Марьяна остановилась посреди тротуара:

— Ты понимаешь, что мне сейчас не до шуток? Этот человек разрушил всю мою жизнь! Он предал меня! Обманул, чтобы жениться на мне из-за денег. И я потеряла все! А он прекрасно живет в своей Москве с этой развратной дрянью!.. С этой шлюхой мужского пола!

Улыбка сошла с лица Левона, его библейские иконописные глаза исполнились такой тоски, что она спохватилась:

— Извини… я сорвалась. Это все нервы.

Водитель подъехал, они сели в машину. Марьяне хотелось расплакаться, но вместо этого она достала пудреницу. В зеркальце на нее взглянула незнакомая женщина с лицом, распухшим от невыплаканных слез.

— Господи, какая я старая и страшная! — вырвалось у нее помимо воли.

— Ты красивая женщина, в самом расцвете, — через силу старался подбодрить ее Левон. — Моя мама учила, что у женщин бывает три возраста: молодость, вторая молодость и вечная молодость!

Вымученная шутка и сам звук его голоса отняли у Марьяны последние силы. Швырнув пудреницу на пол, она закрыла лицо руками и дала волю слезам.

Ночь игуаны

Если в чем-нибудь сомневаешься, самое лучше — уподобиться поплавку: нырнул и узнал, кто дергает леску.

Хулио Кортасар

Пару лет назад Максим не мог и представить, что будет конспектировать доклады экономистов, рассчитывать индексы падения нефтяных акций и вместе с немецким банкиром, голландским трейдером и чиновником из правительства Санкт-Петербурга обсуждать перспективы развития финансового рынка перед журналистами. Но теперь его именовали по отчеству, он числился в списке докладчиков инвестиционного форума и сквозь неплотно прикрытый занавес ему то и дело открывалось византийское закулисье большой политики, где волшебные горшочки день и ночь варили деньги.

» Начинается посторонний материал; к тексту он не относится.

PR #6347, opened 2019-08-27
Add DownloadHelper.estimateTotalSize() utility

noamtamim:
Helps applications to estimate the total download size bitrate of selected tracks and duration.

An interface `DurationProvider` was added, implemented by all manifest objects, that allows the code in `core` to access the duration fields of the different asset types (DASH, HLS, SmoothStreaming).


library/core/src/main/java/com/google/android/exoplayer2/util/DurationProvider.java
```diff
@@ -0,0 +1,12 @@
+package com.google.android.exoplayer2.util;
+
+import com.google.android.exoplayer2.C;
+
+public interface DurationProvider {
```
tonihei: There should be no need for this interface or any of the manifest changes as you can access `DownloadHelper.MediaPreparer.timelime`. This timeline already contains the duration of all `Timeline.Period`s.

library/core/src/main/java/com/google/android/exoplayer2/offline/DownloadHelper.java
```diff
@@ -723,6 +727,61 @@ public DownloadRequest getDownloadRequest(String id, @Nullable byte[] data) {
     return new DownloadRequest(id, downloadType, uri, streamKeys, cacheKey, data);
   }
 
+  /**
+   * Try to estimate the total size of chunked downloads. Returns {@link C#LENGTH_UNSET} for
```
tonihei: There is probably no reason to special-case progressive streams because you already allow `C.LENGTH_UNSET` as return value if "not known". Progressive streams can just go through the same code paths allowing for the possibility that a bitrate is set in the Format so that we can actually calculate the total size.

tonihei:
The idea to provide a way to retrieve the total size for downloading before actually starting the download makes sense, but I'm a bit wary that calculating it here using the available information may be wrong or misleading.

This is because the selected tracks don't necessarily correspond to downloadable data streams. This mapping happens when we call `MediaPeriod.getStreamKeys` to identify the streams that we need to load. These streams and the manifest and potential extra data loads to obtain initilization data (e.g. for the DASH segment index) can then be used to calculate a total download size. This functionality is already part of the `Downloader` implementations (specifically `SegmentDownloader`) and it also takes into account that some of the media chunks have already been downloaded. A down-side of the existing implementation is that it doesn't do any estimation if the actual stream length is unknown (for example for text) and it requires extra data loads.

That means we should probably still provide a way to get an estimated download size in `DownloadHelper` even if it may not be 100% correct. To keep it simple, it may be better to keep out hard-coded estimates, for example for text tracks as they are likely to be only a small part of the downloaded data anyway.

library/core/src/main/java/com/google/android/exoplayer2/offline/DownloadHelper.java
```diff
@@ -723,6 +727,61 @@ public DownloadRequest getDownloadRequest(String id, @Nullable byte[] data) {
...
+
+    long selectedSize = 0;
+
+    for (int periodIndex = 0; periodIndex < this.getPeriodCount(); periodIndex++) {
+
+      final MappingTrackSelector.MappedTrackInfo mappedTrackInfo = mappedTrackInfos[periodIndex];
+      final int rendererCount = mappedTrackInfo.getRendererCount();
+
+      for (int rendererIndex = 0; rendererIndex < rendererCount; rendererIndex++) {
+        final List<TrackSelection> trackSelections = this.getTrackSelections(periodIndex, rendererIndex);
```
tonihei: It's probably easier to use `trackSelectionsByPeriodAndRenderer` directly.

library/core/src/main/java/com/google/android/exoplayer2/offline/DownloadHelper.java
```diff
@@ -723,6 +727,61 @@ public DownloadRequest getDownloadRequest(String id, @Nullable byte[] data) {
...
+        for (TrackSelection selection : trackSelections) {
+          final Format format = selection.getSelectedFormat();
+
+          int bitrate = format.bitrate;
+          if (bitrate == Format.NO_VALUE) {
```
tonihei: As noted in the generic comment, please leave out unspecified bit rates as it likely only applies to the following cases:
(a) tracks that have very little data compared to audio and video (e.g. text and metadata tracks)
(b) tracks that are actually muxed into other tracks and are already accounted for (e.g. muxed HLS audio tracks). 

Or to put it another way: If at least one of the `Format`s specifies a bitrate, it's very likely that all relevant non-negligible bitrates are specified in other `Format`s as well. After all, it's only an estimate :) 

If you want to add a fixed offset for the text size, you could also do that in your app afterwards using the app-specific knowledge and assumptions you have about the size of the text data. If you need to know the duration of the stream, you can probably add a new method `DownloadHelper.getTimeline()` similiar to the existing `getManifest` method to allow access to duration information.

library/core/src/main/java/com/google/android/exoplayer2/offline/DownloadHelper.java
noamtamim: The reason for this special case is that progressive streams don't call `prepare()`, and as a result, `assertPreparedWithMedia()` fails. I figured that in this case `LENGTH_UNSET` is better than a crash. But that depends on ExoPlayer's policy regarding this type of violation.

library/core/src/main/java/com/google/android/exoplayer2/offline/DownloadHelper.java
noamtamim: I agree, but since `DownloadHelper` does not provide the application with a duration, it can't even do the estimation -- even if it does know that the audio bitrate in HLS is 128k, for example.

Maybe an alternative is to add a `getDuration()` method so the app can do the estimation, but even then - the app has to know (or "remember") how many audio tracks were selected for download. Remember this is mainly for HLS with alternate audio streams, where bitrate is not specified (it's not even in the spec).

The trouble with text tracks, BTW, is that they are small (especially if they they are gzip-compressed), and the http request overhead (without http/2) is the most significant factor in their download speed. This is particularly important when the text tracks themselves are chunked. This estimation does not "fix" this problem, but it might allow some mitigation because the app developer can "play" with the given value until it makes sense.

noamtamim: @tonihei your thoughts on adding `DownloadHelper.getDurationUs()` (or `Ms`), please. Note that it will have to iterate through all periods, so maybe it should be cached in a field.

ojw28: An application can probably get the duration fairly easily by calling `getManifest()` and casting to the type of media that it's working with.

noamtamim: I suppose it can, but having to cast is not ideal. And still, it would have to count audio tracks that have no bitrate across all periods. Like I wrote, this is an HLS issue.

library/core/src/main/java/com/google/android/exoplayer2/offline/DownloadHelper.java
tonihei: Thanks for explaining. Can you use "mediaSource == null" as an alternative check? That's what we use in other places.

library/core/src/main/java/com/google/android/exoplayer2/offline/DownloadHelper.java
tonihei: > your thoughts on adding DownloadHelper.getDurationUs() (or Ms), please.

Could you just deprecate getManifest and add getTimeline instead? The Timeline contains both the manifest and the duration information. 

> The trouble with text tracks, BTW, is that they are small (especially if they they are gzip-compressed), and the http request overhead (without http/2) is the most significant factor in their download speed. 

That's indeed a problem when it comes to download speed, but it doesn't influence the download size as it is calculated here.

> how many audio tracks were selected for download

I see the issue now. Originally I was assuming that you just download the muxed audio stream and that its bitrate is already part of the muxed stream bitrate. But adding alternative audio streams indeed complicates the matter. 

Could you add a small inner class `interface FormatBitrateEstimator{ int estimateFormatBitrate(Format format); }` that is passed into this method? And then also add a version of the method without parameters which uses the default implementation of `format -> format.bitrate == NO_VALUE ? 0 : format.bitrate`. This ensures that the basic method returns a sensible estimate and for more advanced use cases where you care about the formats without bitrates (as you do), you can use the extended method. Having the interface keeps it flexible to also include metadata tracks etc. Would that work for you?

noamtamim: Implemented all suggestions.

noamtamim:
Implemented all suggestions. Please review again.

library/core/src/main/java/com/google/android/exoplayer2/offline/DownloadHelper.java
```diff
@@ -1099,4 +1168,21 @@ public void removeEventListener(EventListener eventListener) {
...
     }
   }
+
+  /**
+   * See {@link #estimateTotalSize(FormatBitrateEstimator)} for interface usage.
+   */
+  public interface FormatBitrateEstimator {
+
+    /**
+     * Return the estimated format bitrate, or {@link Format#NO_VALUE} if not known.
```
tonihei, line 1178: I think this interface is easier if you remove the special return value of Format.NO_VALUE.  The default estimator can return 0 instead and the estimateTotalSize doesn't need to check for this condition either.

library/core/src/main/java/com/google/android/exoplayer2/util/DurationProvider.java
tonihei: Can you remove this class? It's not needed anymore I think.

tonihei (commented):
Looks good now. Thanks! Only two smaller things left.

library/core/src/main/java/com/google/android/exoplayer2/offline/DownloadHelper.java
noamtamim: That was my original implementation, but then I thought -- what if someone implementing the interface will just return format.bitrate (which can be NO_VALUE), without handling NO_VALUE as a special case?
For example, this looks like a valid implementation, if you don't pay attention, and it will likely pass code review:

```java
if (format.roleFlags & ROLE_FLAG_COMMENTARY == ROLE_FLAG_COMMENTARY) {
  return 64000;  // we know that commentary tracks have low bitrates
}
// else
return format.bitrate;
```

You'd get NO_VALUE (== -1), multiply it by the duration and accumulate, to get a really low size value. I agree that it's the app's "fault" that it would get invalid values, but IMHO in this case it's better to protect programmers from tricky mistakes.

tonihei: Yes, thanks for the explanation. So it's maybe better to allow NO_VALUE to avoid accidental bugs when this interface is implemented.

noamtamim:
@tonihei will this PR be merged to 2.11.x?

tonihei:
There is still some ongoing discussion about whether we should move some of the logic to the `MediaPeriod` classes in case they can provide better estimates than just using the bitrate (or whether we should just leave it as it is). I'll let you know once we merged it.

tonihei:
@noamtamim  We just discussed this change again and were still unsure about the usefulness of the `FormatBitrateEstimator`. It seems it's only needed for the specific case of adding extra audio or text tracks of demuxed HLS streams. Could you address the following questions so that we get some idea how to proceeed?

- Would the method still be useful for you without the `FormatBitrateEstimator`? It would still work for the main selected stream, but the estimate wouldn't increase even if you add more audio tracks. 
- More generally - if you want to display the download size, wouldn't it make more sense to provide this information from your server directly if available? 
- If you add extra tracks, there must be some call to `DownloadHelper` that adds tracks based on a language (e.g. `addAudioLanguagesToSelection`). That should give you a fairly good idea of the number of extra tracks without iterating over the selected tracks in the end. So without `FormatBitrateEstimator`, you could probably do something like: `estimate = downloadHelper.getBitrateEstimate() + (numberOfAudioLanguages-1) * myCustomAudioBitrate`. Would that work for you?

noamtamim:
I agree - `FormatBitrateEstimator` is only for demuxed audio tracks in HLS, which is one in my original implementation the input was just an `int`.
1. It will be misleading, unless clearly documented. But see 3.
2. From past experience, the server does not always know the size (or, it does not always have the API to return it). But even if it could provide the size to the app, the server definitely doesn't know which tracks were selected for download by the app.
3. That's a valid point, but (a) can you be sure that demuxed audio tracks will never be auto-selected by ExoPlayer, even in the case where the main stream is itself demuxed (video-only, like in DASH) and/or that track has DEFAULT or AUTOSELECT flags? (b) it will mean different logic between DASH and HLS. Except for the selected factory method used for obtaining the helper, everything else is the same.

ojw28:
I'm the main complainant here (sorry). To expand on my objections a little:

* The problem with `FormatBitrateEstimator`, as I see it, is that it actively doesn't make sense for any use case other than demuxed HLS. It doesn't make sense for progressive, or DASH, or SmoothStreaming, or really muxed HLS. Should we be introducing an API onto a general purpose class if it only makes sense for one very specific use case?
* In the problematic case, I think we have other related problems that also arise from demuxed HLS tracks not having bitrate estimates. For example, when we start doing simultaneous audio/video adaptation, it's not going to work unless the bitrates are set properly. If we injected a bitrate estimator directly into the `HlsMediaSource` then we could fix both problems at once by correcting the bitrates at source, whilst also putting the HLS specific API in an HLS specific place.
* Underneath the API, the implementation doesn't make sense for progressive or muxed HLS. It feels like it would be better to push some of the implementation inside the `MediaPeriod` implementations. For example by having `MediaPeriod.getEstimatedSize` return an estimate for the currently selected tracks. This would allow for correct implementations in these cases.

Regarding the "right" way to do this: For the streaming services I've worked on, the server would always provide the exact size in bytes of each stream. Which seems like a much better way of doing things. It's easy to compute this once after transcoding and serve it through an API, and provides an exact answer. It does of course require you to control the serving side, so this API is arguably still useful for cases where you don't ;).

noamtamim:
Hi @ojw28 and sorry for the late response.
All of your points are valid, and there are a few options of moving forward with it.
- Remove the `FormatBitrateEstimator` and declare that this utility doesn't take into account demuxed audio tracks in HLS (or doesn't support HLS at all, to prevent mistakes)
- Implement it in one of the 2 ways you mention, which is obviously a much larger change than intended.
- Provide this function as reference code that can be customized by the app (it should be possible to implement using just the public getters of `DownloadHelper`).

For the "problematic" case of demuxed audio tracks in HLS, I want to add this: HLS in its current form does not allow for a `BANDWIDTH` attribute on alternate audio tracks (unless it has changed in the past 2-3 months). Effectively it means that the player is not supposed to "do ABR" on those tracks - so I'm not sure if your second bullet is relevant.

Note that this is **not** a rare case: it's very common when a stream contains alternative languages. See Apple's guide on that matter:
https://developer.apple.com/documentation/http_live_streaming/example_playlists_for_http_live_streaming/adding_alternate_media_to_a_playlist

jakoss:
Are there any plans moving this forward? We could really use this feature

ojw28:
I think the best way to fix the issue involves a larger change, as alluded to above. I don't particularly want to merge this change in the meantime. It has some issues, also alluded to above. It's also true that:

1. If you do want to use the logic in this pull request, it's easy to replicate it in your app code as a utility function. There's no particular requirement that it be part of the library for you to use it. For this reason, it's not particularly important that we merge this change as an interim solution.
1. Streaming services can (and would do better to) provide their client apps with the exact size in bytes of each stream. It's not that hard (I know of multiple streaming services that do this), and is definitely a better solution. For this reason, working on the larger change is also not a priority at this moment in time.

> For the "problematic" case of demuxed audio tracks in HLS, I want to add this: HLS in its current form does not allow for a BANDWIDTH attribute on alternate audio tracks (unless it has changed in the past 2-3 months). Effectively it means that the player is not supposed to "do ABR" on those tracks - so I'm not sure if your second bullet is relevant.

As a bit of an aside, this is not quite true. It's true that the BANDWIDTH attribute is not specified on alternate audio tracks. However it's also true that the BANDWIDTH attribute on EXT-X-STREAM-INF includes the bandwidth of any alternate audio renditions that it references, and that the EXT-X-STREAM-INF tags define what kind of adaptations are allowed (including for alternate audio tracks). For example suppose the individual bitrates are:

low audio: 10
high audio: 20
low video: 1000
high video: 2000

This HLS master playlist allows for adaptation between four EXT-X-STREAM-INF combinations, which is effectively equivalent to allowing independent adaptation of audio and video:

```
#EXT-X-MEDIA:TYPE=AUDIO,GROUP-ID="low-audio",NAME="",...
#EXT-X-MEDIA:TYPE=AUDIO,GROUP-ID="high-audio",NAME=""...

#EXT-X-STREAM-INF:BANDWIDTH=1010,AUDIO="low-audio"
low-video.m3u8
#EXT-X-STREAM-INF:BANDWIDTH=2010,AUDIO="low-audio"
high-video.m3u8
#EXT-X-STREAM-INF:BANDWIDTH=1020,AUDIO="high-audio"
low-video.m3u8
#EXT-X-STREAM-INF:BANDWIDTH=2020,AUDIO="high-audio"
high-video.m3u8
```

This HLS master playlist disallows use of low quality audio with high quality video, and vice-versa:

```
#EXT-X-MEDIA:TYPE=AUDIO,GROUP-ID="low-audio",NAME="",...
#EXT-X-MEDIA:TYPE=AUDIO,GROUP-ID="high-audio",NAME=""...

#EXT-X-STREAM-INF:BANDWIDTH=1010,AUDIO="low-audio"
low-video.m3u8
#EXT-X-STREAM-INF:BANDWIDTH=2020,AUDIO="high-audio"
high-video.m3u8
```

ojw28:
Edit: Corrected some typos in the response above!

yoobi:
Hello, Do you have a plan to merge this into master?

Koster35:
Hi, I am using the ExoPlayer workmanager extension in my app.

I would like to implement logic to estimate the size of a download using some of the code here for guidance. Is there anyway to access a MediaPreparer's Timeline object prior to this pull-request being merged? 

It does not appear to be possible right now, but I want to make sure.

noamtamim:
This is the code we use from outside. It's similar, but takes duration from the manifest by casting to a specific type. There's probably other ways to do it.
You just need the `DownloadHelper` instance, everything else is taken from there.
DISCLAIMER: it's been a while since I tested this code standalone, use at your own risk.


```java
    private static long estimateTotalSize(DownloadHelper helper, int hlsAudioBitrate) {
        long selectedSize = 0;

        final Object manifest = helper.getManifest();

        final long durationMs;
        if (manifest instanceof DashManifest) {
            final DashManifest dashManifest = (DashManifest) manifest;
            durationMs = dashManifest.durationMs;
        } else if (manifest instanceof HlsManifest) {
            final HlsManifest hlsManifest = (HlsManifest) manifest;
            durationMs = hlsManifest.mediaPlaylist.durationUs / 1000;
        } else if (manifest instanceof SsManifest) {
            durationMs = ((SsManifest) manifest).durationUs / 1000;
        } else {
            durationMs = 0; // FIXME
        }

        for (int pi = 0; pi < helper.getPeriodCount(); pi++) {

            final MappingTrackSelector.MappedTrackInfo mappedTrackInfo = helper.getMappedTrackInfo(pi);
            final int rendererCount = mappedTrackInfo.getRendererCount();

            for (int i = 0; i < rendererCount; i++) {
                final List<TrackSelection> trackSelections = helper.getTrackSelections(pi, i);
                for (TrackSelection selection : trackSelections) {
                    final Format format = selection.getSelectedFormat();

                    int bitrate = format.bitrate;
                    if (bitrate <= 0) {
                        if (format.sampleMimeType != null && format.sampleMimeType.startsWith("audio/")) {
                            bitrate = hlsAudioBitrate;
                        }
                    }
                    selectedSize += (bitrate * durationMs) / 1000 / 8;
                }
            }
        }
        return selectedSize;
    }
```

noamtamim:
@Koster35 please see above.

Koster35:
@noamtamim Thank you, I will try this!

Neustradamus:
Any news on it?

ojw28:
@Neustradamus - You can/should implement this in your own codebase. The code snippet @noamtamim provided above should help. We don't plan to merge this pull request for the reasons mentioned further up this thread.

Максим быстро понял, что все экономические схемы и уравнения, которым учили в бизнес-школах, сводились к простому правилу капитализма: нажива любой ценой. Как в древнем Вавилоне, погибших городах тольтеков, подводной Атлантиде и пещерах неолита, миром по-прежнему правили тайные братства, национальные кланы, шаманы и жрецы, сенаторы и всадники. Волосяной колтун семейных, политических, любовных связей, кровной вражды и выгодных союзов питал вечно живые семена человеческих пороков. Но закон денег был превыше прочих. Все глобальные конфликты, в сознании обывателей обретающие пафос великих побед и позорных поражений, имели простые причины: доступ к ресурсам, передел сфер влияния, нажива любой ценой.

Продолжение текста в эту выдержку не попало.